I'm giving them a try, among other reasons, because the S&H on a 5X7 is only $2.99.


----------



## Mike30D (Oct 9, 2008)

I use Collages.net


----------



## GeneralBenson (Oct 9, 2008)

I've been looking into zenfolio.com  

Does anyone have experience with them, and are there any pros/cons to them versus smugmug. Its the same sort of deal; hosting, viewing, password, and printing.


----------



## manaheim (Oct 9, 2008)

I would have such a problem sending a customer to something called "smugmug". Too bad, too, because the service Chris describes is pretty cool.


----------



## SpeedTrap (Oct 9, 2008)

I use Photocart as well, it is right on my own site you can see it in the link in my sig.


----------



## kellylindseyphotography (Oct 9, 2008)

www.portfoliositez.com

or if you want something free
www.freewebs.com


----------



## chrisburke (Oct 9, 2008)

manaheim said:


> I would have such a problem sending a customer to something called "smugmug". Too bad, too, because the service Chris describes is pretty cool.

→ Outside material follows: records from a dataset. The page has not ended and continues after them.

PR #1381, opened 2016-11-23
Update PhantomJS to v2

Ap0c:
# Problem

The old version of PhantomJS (pre-v2) does not run on macOS sierra. This is a problem because we have pre-commit hooks that run PhantomJS tests locally.

# Solution

Upgrade PhantomJS to latest version (2.1), which is now called `phantomjs-prebuilt` in npm. Also update the corresponding Karma launcher to the most recent version, as the old version did not support PhantomJS v2.

These changes will also take effect in the test runner, i.e. TeamCity will now use the most recent versions as well.

# To Update Locally

You should just be able to `cd` into `frontend` and run:

```
npm update
```

@svillafe  @guardian/membership-and-subscriptions


rtyley:
:+1:

Ap0c:
Change to `package.json`, so user-facing site shouldn't be affected.

Looks like test-runners are happy with the package updates.

PR #1385, opened 2016-11-25
AB Test Logic for the "New Checkout Flow"

svillafe:
## Description

Currently, there is two version of the checkout flow on production, but only one has traffic. This PR implement the logic of the  A/B Test

## Flow's details

1 - The user clicks the "become a supporter button"

2 - We check if the user has the cookie: "ab-checkout-flow"

3 - If not we select A or B randomly and we store that value in the cookie.

4 - If the user is not log in and the test selected is B, we redirect the user to **http://profile...clientId=membersB**. If the test selected is A, we redirect the user to **http://profile...clientId=members**

5 - After the user creates his or her account, we check the cookie again and show him/her the correct checkout page.

Trello card: https://trello.com/c/PpnCnR0N/150-implement-the-ab-test-for-the-new-checkout-flow

### DIFF
--- a/frontend/app/actions/Fallbacks.scala
+++ b/frontend/app/actions/Fallbacks.scala
@@ -1,11 +1,48 @@
 package actions
 
+import com.gu.memsub.subsv2.CatalogPlan.PaidMember
+import com.gu.memsub.subsv2.MonthYearPlans
 import com.gu.salesforce.PaidTier
 import play.api.mvc.Results._
-import play.api.mvc.{Call, RequestHeader}
+import play.api.mvc.{Call, Cookie, RequestHeader}
 import play.twirl.api.Html
 import configuration.Config
+import views.html.joiner.form.paymentB
+import views.support.{CountryWithCurrency, IdentityUser, PageInfo}
 
+import scala.util.Random
+
+
+sealed trait CheckoutFlowVariant {
+  val testId: String
+  val identitySkin: String
+}
+
+object CheckoutFlowVariant {
+  val cookieName = "ab-checkout-flow"
+
+  val all = Seq[CheckoutFlowVariant](A,B)
+
+  def deriveFlowVariant(implicit request: RequestHeader): CheckoutFlowVariant =
+    getFlowVariantFromRequestCookie(request).getOrElse(CheckoutFlowVariant.all(Random.nextInt(CheckoutFlowVariant.all.size)))
+
+  def getFlowVariantFromRequestCookie(request: RequestHeader): Option[CheckoutFlowVariant] = for {
+    cookieValue <- request.cookies.get(cookieName)
+    variant <- CheckoutFlowVariant.lookup(cookieValue.value)
+  } yield variant
+
+  case object A extends CheckoutFlowVariant {
+    override val testId: String = "test-A"
+    override val identitySkin: String = "members"
+  }
+
+  case object B extends CheckoutFlowVariant {
+    override val testId: String = "test-B"
+    override val identitySkin: String = "membersB"
+  }
+
+  def lookup(name: String): Option[CheckoutFlowVariant] = all.find(_.testId == name)
+}
 
 object Fallbacks {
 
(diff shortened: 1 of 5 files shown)


frontend/app/controllers/Joiner.scala
```diff
@@ -33,8 +33,9 @@ import views.support.Pricing._
 import views.support.TierPlans._
 import views.support.{CheckoutForm, CountryWithCurrency, PageInfo}
 import views.support.MembershipCompat._
+
 import scala.concurrent.Future
-import scala.util.Failure
+import scala.util.{Failure, Random}
```
rtyley: Unnecessary import, please clean your imports with IntelliJ!

frontend/app/actions/Fallbacks.scala
```diff
@@ -1,11 +1,48 @@
...
 
+import scala.util.Random
+
+
+sealed trait CheckoutFlowVariant {
+  val testId: String
+  val identitySkin: String
+}
+
+object CheckoutFlowVariant {
```
rtyley: These `CheckoutFlowVariant ` classes probably don't belong in `package actions`. Perhaps use IntelliJ to move them to a new `abtests` package?

frontend/app/configuration/Config.scala
```diff
@@ -47,8 +49,13 @@ object Config {
   def idWebAppSigninUrl(uri: String): String =
     (idWebAppUrl / "signin") ? ("returnUrl" -> s"$membershipUrl$uri") & idSkipConfirmation & idMember
 
-  def idWebAppRegisterUrl(uri: String): String =
+  def idWebAppRegisterUrl(uri: String, abTestVariant: CheckoutFlowVariant = A): String ={
+
+    val idMember = "clientId" -> abTestVariant.identitySkin
+
     (idWebAppUrl / "register") ? ("returnUrl" -> s"$membershipUrl$uri") & idSkipConfirmation & idMember
```
rtyley: Note that `idMember` is hiding the wider-scoped `idMember` variable here. Perhaps better to inline this variable, or use a different name?

frontend/app/configuration/Config.scala
```diff
@@ -49,14 +49,9 @@ object Config {
...
-  def idWebAppRegisterUrl(uri: String, abTestVariant: CheckoutFlowVariant = A): String ={
-
-    val idMember = "clientId" -> abTestVariant.identitySkin
-
-    (idWebAppUrl / "register") ? ("returnUrl" -> s"$membershipUrl$uri") & idSkipConfirmation & idMember
-  }
-
-
+  def idWebAppRegisterUrl(uri: String, abTestVariant: CheckoutFlowVariant = A): String =
+    (idWebAppUrl / "register") ? ("returnUrl" -> s"$membershipUrl$uri") & idSkipConfirmation & "clientId" -> abTestVariant.identitySkin
```
rtyley: I'm not sure what the evaluation precedence is on this, so just check you stil get the right value, or surround `"clientId" -> abTestVariant.identitySkin` with parentheses!

svillafe: @rtyley I tested in dev and the evaluation was correct. Just in case (and to improve the 	
legibility of the code), I added a pair of parentheses.

rtyley:
:+1:

svillafe:
The code is working in PROD. 
The cookie is being set when the user clicks the "Become a Supporter Button"

picture 27

frontend/app/actions/Fallbacks.scala
```diff
@@ -23,7 +23,11 @@ object Fallbacks {
   def notYetAMemberOn(implicit request: RequestHeader) =
     redirectTo(controllers.routes.Joiner.tierChooser()).addingToSession("preJoinReturnUrl" -> request.uri)
 
-  def chooseRegister(implicit request: RequestHeader) = SeeOther(Config.idWebAppRegisterUrl(request.uri))
+  def chooseRegister(implicit request: RequestHeader) = {
+    val flowSelected = CheckoutFlowVariant.deriveFlowVariant(request)
```
svillafe: @rupertbates Here we choose the variant randomly.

the thing about smug mug is, its totally customizable.. doesnt say anything about smugmug.. when i create a gallery for a customer,  i actually create a link off of my domain and forward it (masked) so the client is actually going to "clientname".chrisburkephotography.com and then they see their gallery... with nothing about "smugmug" on it, other than their recipt when they receive it.


----------



## manaheim (Oct 9, 2008)

chrisburke said:


> the thing about smug mug is, its totally customizable.. doesnt say anything about smugmug.. when i create a gallery for a customer, i actually create a link off of my domain and forward it (masked) so the client is actually going to "clientname".chrisburkephotography.com and then they see their gallery... with nothing about "smugmug" on it, other than their recipt when they receive it.


 
Oh ok, that helps.  I'm poking around with Zenfolio right now.  I may hit smugmug next.  Very cool business model.  This may well make my going out and taking pics at the local soccer game and selling them to soccermoms a viable business.


----------



## chrisburke (Oct 9, 2008)

manaheim said:


> Oh ok, that helps.  I'm poking around with Zenfolio right now.  I may hit smugmug next.  Very cool business model.  This may well make my going out and taking pics at the local soccer game and selling them to soccermoms a viable business.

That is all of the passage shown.